[Records excerpted from a collection]
◆ ◆ ◆
Issue #102, opened 2026-08-22
cli: --pipeline pointed at a directory reports 'No such file or directory'


chiruu12:
`--pipeline` pointed at a directory reports that the path does not exist, when it does.

```
$ ls -d ./pipelines
./pipelines
$ hflow up --pipeline ./pipelines --data-root ./data --bundle-dir ./rt
up: rendering the runtime bundle at rt
up: [Errno 2] No such file or directory: 'pipelines'
$ echo $?
2
```

Every site tests `is_file()` and raises `ENOENT` on the false branch, so a path that
exists but is the wrong kind gets the message for a path that is absent. Sites:
`_bundle.py:861` and `:896`, `_deploy.py:153` and `:169` (verified on `2f99071`; #113 shifted the second site in each file by one). That set covers `--requirements` as well as `--pipeline`, one site each per file, so both flags are fixed by the same change.

Exit code and the absence of a traceback are correct (#90, #95). This is the message
only.

The accurate exception is `IsADirectoryError`, and that is the part that needs a
decision rather than a patch. It subclasses `OSError`, not `FileNotFoundError`, so
every existing handler stops catching it: `cli.py:467`, `:525`, `:566`, `:588`, `:632`,
`:684`, `:698`, `:710`, plus `app.py:1092` and `_compose.py:49`, and any downstream
`except FileNotFoundError` outside this repo. The break only shows up on directory
input, which is the input nobody tests.

The cheap alternative keeps the class and fixes the text:

```python
if path.is_dir():
    raise FileNotFoundError(errno.EISDIR, os.strerror(errno.EISDIR), str(path))
```

That prints `[Errno 21] Is a directory: '/x/y'`, which is accurate, while the class
stays wrong in a way no handler notices.

Not up for grabs yet, and please do not open a PR against it. Picking between those two
is a public-API call, not a review comment, and it is open in #100. Once the answer is
in, the change itself is small.

kstonekuan:
Unblocked: #100 is answered, and the answer is the cheap version you leaned toward. Add the `is_dir()` branch raising `FileNotFoundError(errno.EISDIR, os.strerror(errno.EISDIR), str(path))` at the four sites, so the text is `[Errno 21] Is a directory: '/x/y'` and every existing handler keeps working.

Worth a short comment at those sites recording that the class is deliberately not `IsADirectoryError` and why, so nobody 'fixes' it later without knowing it breaks ten `except FileNotFoundError` sites.

[...]

PR #113, opened 2026-08-22
fix(storage): raise errno FileNotFoundError at two bare sites

### LINKED ISSUE #101: storage: LocalStorageRoot.fetch raises a bare path where fetch_uri raises errno
Two raise sites still construct `FileNotFoundError` with a bare path, so `str(error)`
is the path and nothing else. This is the pattern #26 was closed for, and it survived
in `storage.py:344` and `testing.py:514`. #95 fixed the other four.

The symptom is not just a thin message. `StorageRoot.fetch` has two implementations
that answer the same failure three different ways:

- `LocalStorageRoot.fetch` (`storage.py:344`) raises `FileNotFoundError(local_file)`,
  so the text is a path.
- `BucketStorageRoot.fetch` (`storage.py:510`) does not raise at all. `obstore.head`
  raises and the text is obstore's, which this repo does not control.
- `fetch_uri` (`storage.py:656`), one screen below and named for the same job, uses
  the three-argument errno form and prints
  `[Errno 2] No such file or directory: '/x/y'`.

Same missing object, different message depending on which root the data path resolved
to. The bare form also leaves `error.filename` and `error.errno` as `None`, so a caller
that wants the path has to parse the message.

Reproduce:

```python
>>> from pathlib import Path
>>> from hflow.storage import LocalStorageRoot, fetch_uri
>>> LocalStorageRoot(Path("/tmp/root")).fetch("missing.mp4")
FileNotFoundError: /tmp/root/missing.mp4
>>> fetch_uri("/tmp/root/missing.mp4")
FileNotFoundError: [Errno 2] No such file or directory: '/tmp/root/missing.mp4'
```

`error.filename` is `None` in the first and `/tmp/root/missing.mp4` in the second.

Not up for grabs yet, and please do not open a PR against it. The fix is one line per
site, but which line depends on a convention the repo has not picked: six other sites
raise an explanatory sentence on purpose and would get worse under a blanket errno rule.
That is being settled in #100. Once there is an answer here, this is a small change and
I am happy for anyone to take it.

chiruu12:
Closes #101.

Two sites still built `FileNotFoundError` with a bare path, so `str(error)` was the
path alone and `error.errno` / `error.filename` were `None`. Per the rule settled in
#100, both are cases where the path is the whole story, so both move to the
three-argument errno form.

- `LocalStorageRoot.fetch` (`storage.py:344`) now matches `fetch_uri` at
  `storage.py:656`, which already raised the errno form. Same missing object, same
  message, whichever entry point the caller used.
- `write_video_episode` (`testing.py:514`), same change.

`BucketStorageRoot.fetch` is untouched, as agreed on the issue. obstore raises there
and its text is not ours to wrap.

A test per site pins the errno text rather than just the path:
`errno == ENOENT`, `filename` set to the full path, and
`No such file or directory` present in the message. Both fail on the unfixed code
with `assert None == 2`.

Local run: `399 passed, 6 skipped`, plus 5 pre-existing failures in `test_ffmpeg.py`
and `test_run_profiles.py` that reproduce identically on unmodified main here. They
are a local ffmpeg build problem, not this change. `ruff check`, `ruff format --check`
and `ty check` are clean.

I will open #102 separately once this lands.

### DIFF
--- a/src/hflow/storage.py
+++ b/src/hflow/storage.py
@@ -341,7 +341,7 @@ class LocalStorageRoot:
         """The local file at ``relative`` (it already lives here)."""
         local_file = self.path / _validated_relative_key(relative)
         if not local_file.is_file():
-            raise FileNotFoundError(local_file)
+            raise FileNotFoundError(errno.ENOENT, os.strerror(errno.ENOENT), str(local_file))
         return local_file
 
     def uri_for(self, relative: str) -> str:
--- a/src/hflow/testing.py
+++ b/src/hflow/testing.py
@@ -33,8 +33,10 @@ Implementation notes:
   wall-clock reads.
 """
 
+import errno
 import json
 import math
+import os
 import random
 import struct
 import subprocess
@@ -511,7 +513,7 @@ def write_video_episode(
     _validate_video_episode_spec(resolved_spec)
     source_video_path = Path(source_video)
     if not source_video_path.is_file():
-        raise FileNotFoundError(source_video_path)
+        raise FileNotFoundError(errno.ENOENT, os.strerror(errno.ENOENT), str(source_video_path))
     output_path = Path(output)
     output_path.parent.mkdir(parents=True, exist_ok=True)
 
--- a/tests/test_storage.py
+++ b/tests/test_storage.py
@@ -10,6 +10,7 @@ A live object-store integration test runs only when
 ``HFLOW_TEST_BUCKET_URL`` is set (e.g. ``gs://bucket/tmp-prefix``).
 """
 
+import errno
 import os
 from pathlib import Path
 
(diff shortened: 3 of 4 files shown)


kstonekuan (approved):
Thank you @chiruu12. Merging, no changes needed.

The tests are the part that makes this more than a two-line diff. Asserting `errno`, `filename`, and the message text separately pins the three things the errno form actually buys, and it is why the change cannot be silently undone later by someone "simplifying" back to the one-argument call. Checking that both new tests fail on unfixed code with `assert None == 2` is the right evidence to include: it proves the tests bind to the change rather than passing incidentally.

Leaving `BucketStorageRoot.fetch` alone was correct and I am glad you did not take the opportunity to normalise it. obstore's message is not ours to dress up, and a wrapper there would have made the two paths look identical while behaving differently on everything except the happy path.

Validated on your branch against current `main` (`9d59310`): `ruff check`, `ruff format --check`, `ty check` clean, 407 passed and 3 skipped.

#102 is still unassigned and free, per your own request. Say the word and it is yours.

Worth recording what this sequence looked like from my side, since it is the pattern I would like more of: you hit a bare-path message in #90, noticed it was one instance of something broader, opened #100 rather than guessing, categorised all twelve raise sites with the tradeoffs, filed #101 and #102 marked do-not-take so nobody duplicated the work while the question was open, and then implemented the answer exactly as settled. That is the whole loop, and the only part I did was say which of your two options I preferred.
◆ ◆ ◆
Exercise directions.
The answer should be a number alone: how many lines of the entries hold the word "separately"?

Finished task.
2